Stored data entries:
PR #442, opened 2016-08-31
Draft the smoke test generator with MVVM.

shinfan:
This is the initial implementation of the automate smoke generator. The basic structure is implemented but some functionalities are missing

**MVVM changes:**
- Config Model
  - Add smoke test into config proto
  - Add SmokeTestConfig class which contains the config data
- Transformer
  - Reorganize JavaGapicSurfaceTestTransformer to improve readability.
  - Implement transformer for smoke test.
  - Implement init code transformer for smoke test.
- View Model
  - SmokeTestClassView
  - TestMethodClassView (This view can be shared by unit test as well, I will make the change in a following PR).
- View
  - smoke_test.snip

**TODOs:**
- Add new config rules so users could assign init values to the fields such as:
   - Support collection pattern
   - Support random value
- Make unit test transformer reuse TestMethodClassView.

### DIFF
--- a/src/main/java/com/google/api/codegen/InterfaceConfig.java
+++ b/src/main/java/com/google/api/codegen/InterfaceConfig.java
@@ -77,7 +77,8 @@ public class InterfaceConfig {
       methodConfigs = createMethodConfigs(methodConfigMap, interfaceConfigProto);
     }
 
-    SmokeTestConfig smokeTestConfig = createSmokeTestConfig(iface, interfaceConfigProto);
+    SmokeTestConfig smokeTestConfig =
+        createSmokeTestConfig(diagCollector, iface, interfaceConfigProto);
 
     if (collectionConfigs == null || methodConfigMap == null) {
       return null;
@@ -93,9 +94,10 @@ public class InterfaceConfig {
   }
 
   private static SmokeTestConfig createSmokeTestConfig(
-      Interface iface, InterfaceConfigProto proto) {
-    if (proto.hasSmokeTest()) {
-      return SmokeTestConfig.createSmokeTestConfig(iface, proto.getSmokeTest());
+      DiagCollector diagCollector, Interface iface, InterfaceConfigProto interfaceConfigProto) {
+    if (interfaceConfigProto.hasSmokeTest()) {
+      return SmokeTestConfig.createSmokeTestConfig(
+          iface, interfaceConfigProto.getSmokeTest(), diagCollector);
     } else {
       return null;
     }
--- a/src/main/java/com/google/api/codegen/InterfaceConfig.java
+++ b/src/main/java/com/google/api/codegen/InterfaceConfig.java
@@ -25,6 +25,8 @@ import com.google.common.collect.ImmutableMap;
 import com.google.common.collect.ImmutableSet;
 import com.google.common.collect.Sets;
 
+import org.joda.time.Duration;
+
 import io.grpc.Status;
 
 import java.util.ArrayList;
@@ -34,14 +36,13 @@ import java.util.List;
 
 import javax.annotation.Nullable;
 
-import org.joda.time.Duration;
-
 /**
  * InterfaceConfig represents the code-gen config for an API interface, and includes the
  * configuration for methods and resource names.
  */
 public class InterfaceConfig {
   private final List<MethodConfig> methodConfigs;
+  private final SmokeTestConfig smokeTestConfig;
   private final ImmutableMap<String, CollectionConfig> collectionConfigs;
   private final ImmutableMap<String, MethodConfig> methodConfigMap;
   private final ImmutableMap<String, ImmutableSet<Status.Code>> retryCodesDefinition;
@@ -76,15 +77,27 @@ public class InterfaceConfig {
       methodConfigs = createMethodConfigs(methodConfigMap, interfaceConfigProto);
     }
 
+    SmokeTestConfig smokeTestConfig = createSmokeTestConfig(iface, interfaceConfigProto);
+
     if (collectionConfigs == null || methodConfigMap == null) {
       return null;
     } else {
       return new InterfaceConfig(
           methodConfigs,
+          smokeTestConfig,
           collectionConfigs,
           methodConfigMap,
           retryCodesDefinition,
           retrySettingsDefinition);
+    }
+  }
+
+  private static SmokeTestConfig createSmokeTestConfig(
+      Interface iface, InterfaceConfigProto proto) {
+    if (proto.hasSmokeTest()) {
+      return SmokeTestConfig.createSmokeTestConfig(iface, proto.getSmokeTest());
+    } else {
+      return null;
     }
   }
 
@@ -217,11 +230,13 @@ public class InterfaceConfig {
 
   private InterfaceConfig(
       List<MethodConfig> methodConfigs,
+      SmokeTestConfig smokeTestConfig,
       ImmutableMap<String, CollectionConfig> collectionConfigs,
       ImmutableMap<String, MethodConfig> methodConfigMap,
       ImmutableMap<String, ImmutableSet<Status.Code>> retryCodesDefinition,
       ImmutableMap<String, RetrySettings> retryParamsDefinition) {
     this.methodConfigs = methodConfigs;
+    this.smokeTestConfig = smokeTestConfig;
     this.collectionConfigs = collectionConfigs;
     this.methodConfigMap = methodConfigMap;
     this.retryCodesDefinition = retryCodesDefinition;
@@ -233,6 +248,13 @@ public class InterfaceConfig {
    */
   public List<MethodConfig> getMethodConfigs() {
     return methodConfigs;
+  }
+
+  /**
+   * Returns the SmokeTestConfig.
+   */
+  public SmokeTestConfig getSmokeTestConfig() {
+    return smokeTestConfig;
   }
 
   public CollectionConfig getCollectionConfig(String entityName) {
--- a/src/main/java/com/google/api/codegen/InterfaceConfig.java
+++ b/src/main/java/com/google/api/codegen/InterfaceConfig.java
@@ -80,7 +80,7 @@ public class InterfaceConfig {
     SmokeTestConfig smokeTestConfig =
         createSmokeTestConfig(diagCollector, iface, interfaceConfigProto);
 
-    if (collectionConfigs == null || methodConfigMap == null || diagCollector.hasErrors()) {
+    if (diagCollector.hasErrors()) {
       return null;
     } else {
       return new InterfaceConfig(
--- a/src/main/java/com/google/api/codegen/InterfaceConfig.java
+++ b/src/main/java/com/google/api/codegen/InterfaceConfig.java
@@ -80,7 +80,7 @@ public class InterfaceConfig {
     SmokeTestConfig smokeTestConfig =
         createSmokeTestConfig(diagCollector, iface, interfaceConfigProto);
 
-    if (collectionConfigs == null || methodConfigMap == null) {
+    if (collectionConfigs == null || methodConfigMap == null || diagCollector.hasErrors()) {
       return null;
     } else {
       return new InterfaceConfig(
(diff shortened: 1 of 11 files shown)


src/main/java/com/google/api/codegen/transformer/java/JavaGapicSurfaceTestTransformer.java
```diff
@@ -87,90 +102,64 @@ public JavaGapicSurfaceTestTransformer(GapicCodePathMapper javaPathMapper) {
     return views;
   }
 
-  private Iterable<Interface> getGrpcInterfacesToMock(Model model, ApiConfig apiConfig) {
-    Map<String, Interface> interfaces = new LinkedHashMap<>();
+  ///////////////////////////////////// Smoke Test ///////////////////////////////////////
```
shinfan: I reorder the sequence of the functions in the file to make it more readable. I think this is the section (Smoke Test) that contains the most new code. Other changes are mostly just moving.

src/main/proto/com/google/api/codegen/config.proto
```diff
@@ -117,6 +120,14 @@ message InterfaceConfigProto {
   repeated RetryParamsDefinitionProto retry_params_def = 31;
 }
 
+message SmokeTestConfigProto {
```
michaelbausor: Are we also going to include a way to check the return values? Will that be in a followup PR?

src/main/java/com/google/api/codegen/InterfaceConfig.java
```diff
@@ -76,18 +77,30 @@ public static InterfaceConfig createInterfaceConfig(
...
+          smokeTestConfig,
           collectionConfigs,
           methodConfigMap,
           retryCodesDefinition,
           retrySettingsDefinition);
     }
   }
 
+  private static SmokeTestConfig createSmokeTestConfig(
+      Interface iface, InterfaceConfigProto proto) {
```
garrettjonesgoogle: don't call this variable 'proto', that is really confusing.

src/main/java/com/google/api/codegen/SmokeTestConfig.java
```diff
@@ -0,0 +1,64 @@
...
+        testedMethod = method;
+        break;
+      }
+    }
+
+    if (testedMethod != null) {
+      return new SmokeTestConfig(testedMethod, proto.getInitFieldsList());
+    } else {
+      throw new RuntimeException("The configured smoke test method does not exist.");
+    }
```
garrettjonesgoogle: The general pattern for processing configs is to log errors on the diag collector and return null, so that multiple errors can be reported, instead of throwing an exception.

src/main/java/com/google/api/codegen/transformer/InitCodeTransformer.java
```diff
@@ -113,6 +115,44 @@ public InitCodeView generateMockResponseObjectInitCode(
...
+    SmokeTestConfig testConfig = context.getInterfaceConfig().getSmokeTestConfig();
+    Method method = testConfig.getMethod();
+    MethodTransformerContext methodContext =
+        context.asMethodContext(context.getInterfaceConfig().getSmokeTestConfig().getMethod());
+    Map<String, Object> initFieldStructure =
+        createSmokeTestInitMap(testConfig.getInitFields(), methodContext);
+
+    ArrayList<Field> fields = new ArrayList<>();
+    for (Field field : method.getInputMessage().getFields()) {
+      System.out.println(field.getSimpleName());
```
garrettjonesgoogle: Do we need to keep this line?

src/main/java/com/google/api/codegen/transformer/java/JavaGapicSurfaceTestTransformer.java
```diff
@@ -87,90 +102,64 @@ public JavaGapicSurfaceTestTransformer(GapicCodePathMapper javaPathMapper) {
...
-      for (MethodConfig methodConfig : interfaceConfig.getMethodConfigs()) {
-        String reroute = methodConfig.getRerouteToGrpcInterface();
-        if (!Strings.isNullOrEmpty(reroute)) {
-          Interface targetInterface = model.getSymbolTable().lookupInterface(reroute);
-          interfaces.put(reroute, targetInterface);
-        }
-      }
-    }
+  private SmokeTestClassView createSmokeTestClassView(SurfaceTransformerContext context) {
+    context = context.withNewTypeTable();
```
garrettjonesgoogle: I would prefer the creation of contexts to be consistent; for the other views, the creation of a new context is done in transform().

src/main/java/com/google/api/codegen/transformer/java/JavaGapicSurfaceTestTransformer.java
```diff
@@ -87,90 +102,64 @@ public JavaGapicSurfaceTestTransformer(GapicCodePathMapper javaPathMapper) {
...
-    typeTable.saveNicknameFor("java.util.Arrays");
-    typeTable.saveNicknameFor("java.util.List");
-    typeTable.saveNicknameFor("com.google.api.gax.testing.MockServiceHelper");
-    typeTable.saveNicknameFor("com.google.api.gax.testing.MockGrpcService");
-    typeTable.saveNicknameFor("com.google.api.gax.core.PageAccessor");
-    typeTable.saveNicknameFor("com.google.common.collect.Lists");
-    typeTable.saveNicknameFor("com.google.protobuf.GeneratedMessage");
-  }
+    ApiMethodType methodType = ApiMethodType.FlattenedMethod;
+    if (context.asMethodContext(method).getMethodConfig().isPageStreaming()) {
```
garrettjonesgoogle: If this function (createSmokeTestMethodView) is limited to a single method, it should probably take a method context as its parameter instead of a surface context.

src/main/java/com/google/api/codegen/transformer/java/JavaGapicSurfaceTestTransformer.java
```diff
@@ -289,6 +263,29 @@ private MockGrpcResponseView createMockResponseView(
     return MockGrpcResponseView.newBuilder().typeName(typeName).initCode(initCodeView).build();
   }
 
+  private String getTestName(SymbolTable symbolTable, SurfaceNamer namer, Method method) {
+    Name name = symbolTable.getNewSymbol(Name.lowerCamel(namer.getTestCaseName(method)));
```
garrettjonesgoogle: Don't put casing calls in the transformers. Move this into SurfaceNamer.

src/main/resources/com/google/api/codegen/java/smoke_test.snip
```diff
@@ -0,0 +1,59 @@
...
+        System.out.println("ok");
+      } catch (Exception e) {
+        System.err.println("Failed with exception:");
+        e.printStackTrace(System.err);
+        System.exit(1);
+      }
+    }
+
+    public static void executeNoCatch(String args[]) throws Exception {
+      @let method = smokeTest.method
```
garrettjonesgoogle: Don't use let's like this in MVVM snippets - call off to a new snippet function

src/main/resources/com/google/api/codegen/java/smoke_test.snip
```diff
@@ -0,0 +1,59 @@
...
+        try ({@smokeTest.apiClassName} api = {@smokeTest.apiClassName}.create()) {
+          {@initCode(method.initCode)}
+
+          @switch method.type
+          @case "PagedFlattenedMethod"
+            PageAccessor<{@method.responseTypeName}> pageAccessor =
+                api.{@method.name}(\
+                  {@sampleMethodCallArgList(method.initCode.fieldSettings)});
+            System.out.println(ReflectionToStringBuilder.toString(pageAccessor));
```
garrettjonesgoogle: Is this print line necessary?

garrettjonesgoogle: Oh I see that we want this. Does it actually print the contents of the list?

src/main/proto/com/google/api/codegen/config.proto
shinfan: It is possible to have auto-generated checks but I would consider it as a future enhancement. Right now the return object will be recursively printed as JSON strings to stdout so the nested values can be checked manually.

src/main/resources/com/google/api/codegen/java/smoke_test.snip
shinfan: Yes, the print is recursive.

src/main/java/com/google/api/codegen/InterfaceConfig.java
shinfan: Done

src/main/java/com/google/api/codegen/SmokeTestConfig.java
shinfan: Done

src/main/java/com/google/api/codegen/transformer/InitCodeTransformer.java

src/main/java/com/google/api/codegen/transformer/java/JavaGapicSurfaceTestTransformer.java
shinfan: Done.

src/main/java/com/google/api/codegen/transformer/java/JavaGapicSurfaceTestTransformer.java
shinfan: Done.

src/main/resources/com/google/api/codegen/java/smoke_test.snip
shinfan: Done.

shinfan:
PTAL

src/main/java/com/google/api/codegen/InterfaceConfig.java
```diff
@@ -76,18 +77,32 @@ public static InterfaceConfig createInterfaceConfig(
       methodConfigs = createMethodConfigs(methodConfigMap, interfaceConfigProto);
     }
 
+    SmokeTestConfig smokeTestConfig =
+        createSmokeTestConfig(diagCollector, iface, interfaceConfigProto);
+
```
garrettjonesgoogle: There needs to be a check for smokeTestConfig being null (it needs to be one of the conditions in the 'if' below)

garrettjonesgoogle: I take it back, 'null' is not the right signal. I think we should change the check below to check whether there are errors on diagCollector (and return 'null' if so).

src/test/java/com/google/api/codegen/testdata/java_smoke_test_library.baseline
```diff
@@ -0,0 +1,48 @@
...
+ *
+ * Unless required by applicable law or agreed to in writing, software distributed under the License
+ * is distributed on an "AS IS" BASIS, WITHOUT WARRANTIES OR CONDITIONS OF ANY KIND, either express
+ * or implied. See the License for the specific language governing permissions and limitations under
+ * the License.
+ */
+
+package com.google.gcloud.pubsub.spi;
+
+import autovalue.shaded.org.apache.commons.lang.builder.ReflectionToStringBuilder;
```
garrettjonesgoogle: We shouldn't be using imports of shaded classes.

garrettjonesgoogle:
Just a couple minor things to address.

src/main/java/com/google/api/codegen/InterfaceConfig.java
shinfan: Done. Add check for errors.

src/test/java/com/google/api/codegen/testdata/java_smoke_test_library.baseline
shinfan: Done. We need to added the org.apache.commons.lang dependency into the pom file.

garrettjonesgoogle:
LGTM, one non-blocking suggestion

What you are asked to do:
Lines from the start of the entries through the one containing "- Add SmokeTestConfig" are to be set down again exactly, both ends included.

Result:
PR #442, opened 2016-08-31
Draft the smoke test generator with MVVM.

shinfan:
This is the initial implementation of the automate smoke generator. The basic structure is implemented but some functionalities are missing

**MVVM changes:**
- Config Model
  - Add smoke test into config proto
  - Add SmokeTestConfig class which contains the config data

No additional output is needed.